START DATA PROVIDED

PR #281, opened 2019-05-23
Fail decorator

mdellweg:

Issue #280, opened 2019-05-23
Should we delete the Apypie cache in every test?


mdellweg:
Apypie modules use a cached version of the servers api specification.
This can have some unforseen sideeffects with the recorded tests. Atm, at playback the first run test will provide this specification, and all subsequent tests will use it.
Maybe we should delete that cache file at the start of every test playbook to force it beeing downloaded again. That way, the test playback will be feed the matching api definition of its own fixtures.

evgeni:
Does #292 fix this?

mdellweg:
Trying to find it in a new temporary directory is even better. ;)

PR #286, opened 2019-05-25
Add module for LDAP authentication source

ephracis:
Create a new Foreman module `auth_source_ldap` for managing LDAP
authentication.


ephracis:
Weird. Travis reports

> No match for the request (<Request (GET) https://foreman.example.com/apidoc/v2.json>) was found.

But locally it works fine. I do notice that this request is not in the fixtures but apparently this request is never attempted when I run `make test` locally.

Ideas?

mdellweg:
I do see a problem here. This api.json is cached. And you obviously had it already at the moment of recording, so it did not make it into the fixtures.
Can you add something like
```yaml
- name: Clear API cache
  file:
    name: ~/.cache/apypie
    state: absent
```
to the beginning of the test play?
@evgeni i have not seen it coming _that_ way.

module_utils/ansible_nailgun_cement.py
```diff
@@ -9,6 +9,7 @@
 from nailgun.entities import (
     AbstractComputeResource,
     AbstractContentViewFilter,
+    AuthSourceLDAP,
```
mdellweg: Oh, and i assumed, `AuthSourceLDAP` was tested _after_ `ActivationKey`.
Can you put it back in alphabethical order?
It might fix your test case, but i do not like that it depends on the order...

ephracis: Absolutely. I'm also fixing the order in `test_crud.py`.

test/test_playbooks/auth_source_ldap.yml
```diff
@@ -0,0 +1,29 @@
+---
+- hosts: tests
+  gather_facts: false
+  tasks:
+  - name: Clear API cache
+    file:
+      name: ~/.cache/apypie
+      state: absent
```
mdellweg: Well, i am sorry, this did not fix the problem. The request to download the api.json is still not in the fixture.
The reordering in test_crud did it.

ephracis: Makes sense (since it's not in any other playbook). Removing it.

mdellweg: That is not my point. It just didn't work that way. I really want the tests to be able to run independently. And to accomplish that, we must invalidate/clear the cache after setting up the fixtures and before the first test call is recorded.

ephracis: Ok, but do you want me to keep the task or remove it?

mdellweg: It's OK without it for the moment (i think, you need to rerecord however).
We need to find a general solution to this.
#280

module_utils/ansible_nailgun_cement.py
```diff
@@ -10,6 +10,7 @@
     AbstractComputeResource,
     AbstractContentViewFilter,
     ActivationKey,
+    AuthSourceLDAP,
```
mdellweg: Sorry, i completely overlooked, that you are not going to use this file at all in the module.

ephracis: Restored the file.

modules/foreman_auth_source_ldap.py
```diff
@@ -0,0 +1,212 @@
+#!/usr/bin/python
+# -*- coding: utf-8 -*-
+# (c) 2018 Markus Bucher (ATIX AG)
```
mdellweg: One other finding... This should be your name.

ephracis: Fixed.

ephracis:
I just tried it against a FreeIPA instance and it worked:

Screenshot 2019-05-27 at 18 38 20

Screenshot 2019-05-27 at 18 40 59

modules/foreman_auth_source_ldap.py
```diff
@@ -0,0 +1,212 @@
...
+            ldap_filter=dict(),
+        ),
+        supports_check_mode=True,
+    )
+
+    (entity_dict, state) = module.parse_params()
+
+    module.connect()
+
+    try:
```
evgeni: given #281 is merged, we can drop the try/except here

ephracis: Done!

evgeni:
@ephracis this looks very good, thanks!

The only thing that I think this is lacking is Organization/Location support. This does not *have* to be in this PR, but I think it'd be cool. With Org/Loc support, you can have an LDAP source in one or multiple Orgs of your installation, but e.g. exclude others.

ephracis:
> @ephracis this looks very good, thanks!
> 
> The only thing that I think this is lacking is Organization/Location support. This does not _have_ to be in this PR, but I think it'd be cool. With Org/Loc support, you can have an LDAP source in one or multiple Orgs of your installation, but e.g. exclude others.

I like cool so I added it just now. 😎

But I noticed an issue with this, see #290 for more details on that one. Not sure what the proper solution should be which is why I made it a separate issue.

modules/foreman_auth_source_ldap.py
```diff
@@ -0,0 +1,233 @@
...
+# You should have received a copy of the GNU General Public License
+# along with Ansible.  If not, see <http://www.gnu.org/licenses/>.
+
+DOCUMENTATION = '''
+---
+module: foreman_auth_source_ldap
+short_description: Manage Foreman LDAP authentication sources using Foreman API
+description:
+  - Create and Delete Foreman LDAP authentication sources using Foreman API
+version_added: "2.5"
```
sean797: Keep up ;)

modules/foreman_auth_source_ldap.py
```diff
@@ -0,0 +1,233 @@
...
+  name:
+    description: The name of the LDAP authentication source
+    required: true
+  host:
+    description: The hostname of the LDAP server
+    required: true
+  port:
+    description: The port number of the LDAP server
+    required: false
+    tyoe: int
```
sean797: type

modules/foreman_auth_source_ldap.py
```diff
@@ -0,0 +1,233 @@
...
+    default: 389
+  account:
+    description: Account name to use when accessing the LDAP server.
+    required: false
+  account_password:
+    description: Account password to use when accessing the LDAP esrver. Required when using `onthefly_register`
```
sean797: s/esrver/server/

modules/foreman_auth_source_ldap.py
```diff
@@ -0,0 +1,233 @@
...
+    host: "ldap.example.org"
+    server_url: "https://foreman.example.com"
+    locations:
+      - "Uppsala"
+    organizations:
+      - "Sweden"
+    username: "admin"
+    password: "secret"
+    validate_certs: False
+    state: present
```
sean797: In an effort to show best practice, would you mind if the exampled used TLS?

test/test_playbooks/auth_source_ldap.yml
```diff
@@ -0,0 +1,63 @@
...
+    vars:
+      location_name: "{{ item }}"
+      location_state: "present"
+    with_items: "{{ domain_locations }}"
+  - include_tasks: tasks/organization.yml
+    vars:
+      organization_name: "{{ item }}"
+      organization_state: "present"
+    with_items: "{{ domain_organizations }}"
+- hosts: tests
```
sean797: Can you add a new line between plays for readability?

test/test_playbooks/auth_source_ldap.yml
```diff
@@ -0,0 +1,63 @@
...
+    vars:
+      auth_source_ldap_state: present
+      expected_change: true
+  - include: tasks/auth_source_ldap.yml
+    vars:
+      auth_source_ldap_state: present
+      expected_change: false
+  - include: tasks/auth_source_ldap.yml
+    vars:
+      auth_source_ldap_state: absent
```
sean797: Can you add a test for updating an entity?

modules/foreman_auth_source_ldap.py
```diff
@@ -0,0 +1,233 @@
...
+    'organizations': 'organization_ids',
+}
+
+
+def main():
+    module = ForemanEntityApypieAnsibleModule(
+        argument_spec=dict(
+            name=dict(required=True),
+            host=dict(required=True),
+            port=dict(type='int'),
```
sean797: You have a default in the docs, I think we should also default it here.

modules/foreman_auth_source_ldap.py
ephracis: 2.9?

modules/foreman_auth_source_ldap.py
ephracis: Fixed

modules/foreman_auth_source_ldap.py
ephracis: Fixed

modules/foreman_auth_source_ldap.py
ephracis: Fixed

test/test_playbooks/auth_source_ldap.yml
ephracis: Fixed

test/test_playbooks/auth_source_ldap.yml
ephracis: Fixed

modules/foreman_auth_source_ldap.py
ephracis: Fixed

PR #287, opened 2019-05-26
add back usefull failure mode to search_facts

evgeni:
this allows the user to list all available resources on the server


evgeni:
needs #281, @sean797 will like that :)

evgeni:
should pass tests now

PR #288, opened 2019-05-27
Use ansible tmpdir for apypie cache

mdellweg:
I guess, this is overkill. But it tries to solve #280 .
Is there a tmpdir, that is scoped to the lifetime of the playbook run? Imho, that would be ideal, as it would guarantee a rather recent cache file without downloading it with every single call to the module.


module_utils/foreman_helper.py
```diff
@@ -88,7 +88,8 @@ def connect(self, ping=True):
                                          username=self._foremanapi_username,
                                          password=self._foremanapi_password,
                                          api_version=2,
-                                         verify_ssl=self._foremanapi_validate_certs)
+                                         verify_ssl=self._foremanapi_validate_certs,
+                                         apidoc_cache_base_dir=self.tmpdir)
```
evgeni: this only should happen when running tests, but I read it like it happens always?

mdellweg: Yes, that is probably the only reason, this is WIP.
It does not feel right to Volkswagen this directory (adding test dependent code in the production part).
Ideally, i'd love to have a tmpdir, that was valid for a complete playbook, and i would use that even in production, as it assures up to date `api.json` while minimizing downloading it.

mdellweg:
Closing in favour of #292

END DATA PROVIDED

PROMPT.
Return all lines of the material above in which the word "when" occurs.

TASK SOLUTION.
But locally it works fine. I do notice that this request is not in the fixtures but apparently this request is never attempted when I run `make test` locally.
+    description: Account name to use when accessing the LDAP server.
+    description: Account password to use when accessing the LDAP esrver. Required when using `onthefly_register`
evgeni: this only should happen when running tests, but I read it like it happens always?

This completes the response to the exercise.